Which of the lines below hold the word "addChild"? Pull each of them out.

+++++

PR #12132, opened 2026-08-05
fix: apply render group world color and alpha to ParticleContainer

### LINKED ISSUE #12127: Bug: ParticleContainer ignores the world color/alpha of its RenderGroup (particles don't fade with an ancestor's alpha)
### PixiJS version

8.19.0

https://stackblitz.com/edit/pixijs-v8-8vhqawql?file=src%2Fmain.js

### Steps to reproduce

1. Build two identical subtrees: `fader (alpha = 0.1) -> wrapper -> [ParticleContainer with one Particle, Sprite]`.
2. In the first subtree leave `wrapper` as a plain Container; in the second set `isRenderGroup: true`.
3. Render.

```
import { ParticleContainer, Application, Assets, Container, Particle, Sprite } from 'pixi.js';

(async () => {
  // Create a new application

  // Initialize the application
  await app.init({ autoStart: false, resizeTo: window });

  const texture = await Assets.load('https://pixijs.com/assets/bunny.png');

  for (const [x, isRenderGroup] of [[200, false], [400, true]]) {
      const fader = new Container();
      fader.alpha = 0.1;                       // alpha set ABOVE the render group
      app.stage.addChild(fader);

      const wrapper = new Container({ isRenderGroup });
      fader.addChild(wrapper);

      const particles = new ParticleContainer();
      particles.addParticle(new Particle({ texture, x, y: 200 }));
      wrapper.addChild(particles);

      const sprite = new Sprite(texture);      // reference renderable
      sprite.position.set(x, 300);
      wrapper.addChild(sprite);
  }

  app.start();
})();

```

### What is expected?

Both particles render at alpha 0.1, exactly like the Sprites beside them. The same applies to tint set above the render group.

The particle under `isRenderGroup: true` renders fully opaque, while the Sprite in the same wrapper fades correctly. Without the render group both fade correctly.

### System Info

```Shell
Reproduces on WebGL, WebGPU and Canvas. Chromium 140 / Windows 10 (also reproduces in Electron).
```

### Any additional comments?

Cause (source read, not a guess):

Every other renderable receives the render group's world color through the shared `globalUniforms` bind, and the generated shader applies it (`vColor *= uWorldColorAlpha` in `defaultProgramTemplate`). `ParticleContainerPipe` bypasses that machinery and builds its own `localUniforms` group, manually copying only the *transform* parts of the global data back in:

```js
// scene/particle-container/shared/ParticleContainerPipe.ts -> execute()
const globalUniformData = renderer.globalUniforms.globalUniformData;
transformationMatrix.tx -= globalUniformData.offset.x;
transformationMatrix.ty -= globalUniformData.offset.y;
transformationMatrix.prepend(globalUniformData.projectionMatrix);
uniforms.uResolution = globalUniformData.resolution;
uniforms.uRound = renderer._roundPixels | container._roundPixels;
color32BitToUniform(container.groupColorAlpha, uniforms.uColor, 0);  // globalUniformData.worldColor is never applied
```

`container.groupColorAlpha` is relative to the render group root, so everything above the render group is lost. Outside a render group the two happen to coincide, which is why this is rarely hit.

All three backends share the gap: the GL and WebGPU adaptors go through the pipe's `uColor`, and `CanvasParticleContainerAdaptor` likewise derives its alpha from `container.groupColorAlpha` alone.

Suggested fix — multiply the pushed world color into `uColor` in `ParticleContainerPipe.execute()`, mirroring `vColor *= uWorldColorAlpha`:

```js
color32BitToUniform(container.groupColorAlpha, uniforms.uColor, 0);
color32BitToUniform(globalUniformData.worldColor, tempWorldColor, 0);
for (let i = 0; i < 4; i++) uniforms.uColor[i] *= tempWorldColor[i];
```

(Both are premultiplied, so a componentwise multiply is the correct composition.) The canvas adaptor needs the equivalent on its `groupAlpha`/tint.

Possibly the same root area as #11903 (CanvasRenderer + ParticleContainer + RenderGroup).

TheOnlyJason:
## Description

`ParticleContainer` ignores the world color and alpha of its `RenderGroup`, so particles do not fade or tint with an ancestor's alpha while every other display object does (#12127).

Unlike the other pipes, the particle shader has no `uWorldColorAlpha` uniform — `particles.vert` computes `vColor = vec4(aColor.rgb * aColor.a, aColor.a) * uColor`. `ParticleContainerPipe.execute` wrote only `container.groupColorAlpha` into `uColor`, so the render group's world color never reached the shader.

Confirmed locally before fixing: with an ancestor render group at `alpha = 0.5`, `uColor[3]` was `1.0`; with this change it is `0.5`.

## Changes

- `src/scene/particle-container/shared/ParticleContainerPipe.ts`: compose `globalUniformData.worldColor` into `uColor`, multiplying the alpha channels and the BGR channels separately (reusing the existing `multiplyHexColors` helper).
- `src/scene/particle-container/shared/__tests__/ParticleContainerWorldColor.test.ts`: new regression tests for an ancestor render group's alpha, an ancestor tint, and the unchanged no-ancestor-color case.

## Testing

- `npx jest --config .configs/jest.config.js --testPathPattern "ParticleContainer"` — 10/10 pass.
- `--testPathPattern "src/scene"` — 81 suites, 997 tests pass.
- Full suite: 1921 pass. The one failing suite (`tests/visual/visuals.test.ts`, html-text-stroke snapshots) fails identically on a clean `dev` checkout with these changes stashed, so it is pre-existing and unrelated.
- `eslint` clean on both changed files.

Fixes #12127

### DIFF
--- a/src/scene/particle-container/shared/ParticleContainerPipe.ts
+++ b/src/scene/particle-container/shared/ParticleContainerPipe.ts
@@ -4,6 +4,7 @@ import { UniformGroup } from '../../../rendering/renderers/shared/shader/Uniform
 import { getAdjustedBlendModeBlend } from '../../../rendering/renderers/shared/state/getAdjustedBlendModeBlend';
 import { State } from '../../../rendering/renderers/shared/state/State';
 import { GCManagedHash } from '../../../utils/data/GCManagedHash';
+import { multiplyHexColors } from '../../container/utils/multiplyHexColors';
 import { color32BitToUniform } from '../../graphics/gpu/colorToUniform';
 import { ParticleBuffer } from './ParticleBuffer';
 import { ParticleShader } from './shader/ParticleShader';
@@ -143,8 +144,17 @@ export class ParticleContainerPipe implements RenderPipe<ParticleContainer>
         uniforms.uResolution = globalUniformData.resolution;
         uniforms.uRound = renderer._roundPixels | container._roundPixels;
 
+        // The particle shader has no uWorldColorAlpha, so the render group's world
+        // color/alpha has to be composed into uColor here. Without this, particles
+        // ignore the tint and alpha of any ancestor render group.
+        const groupColorAlpha = container.groupColorAlpha;
+        const worldColorAlpha = globalUniformData.worldColor;
+
+        const alpha = (((groupColorAlpha >>> 24) * (worldColorAlpha >>> 24)) / 255) | 0;
+        const bgr = multiplyHexColors(groupColorAlpha & 0xFFFFFF, worldColorAlpha & 0xFFFFFF);
+
         color32BitToUniform(
-            container.groupColorAlpha,
+            ((alpha << 24) | bgr) >>> 0,
             uniforms.uColor,
             0
         );
--- a/src/scene/particle-container/shared/__tests__/ParticleContainerWorldColor.test.ts
+++ b/src/scene/particle-container/shared/__tests__/ParticleContainerWorldColor.test.ts
@@ -1,0 +1,62 @@
+import { ParticleContainer } from '../ParticleContainer';
+import { getWebGLRenderer } from '@test-utils';
+import { Texture } from '~/rendering';
+import { Container, Particle } from '~/scene';
+
+describe('ParticleContainer world color and alpha', () =>
+{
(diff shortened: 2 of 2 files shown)


GoodBoyDigital (approved):
nice!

+++++

## Expected answer:
      app.stage.addChild(fader);
      fader.addChild(wrapper);
      wrapper.addChild(particles);
      wrapper.addChild(sprite);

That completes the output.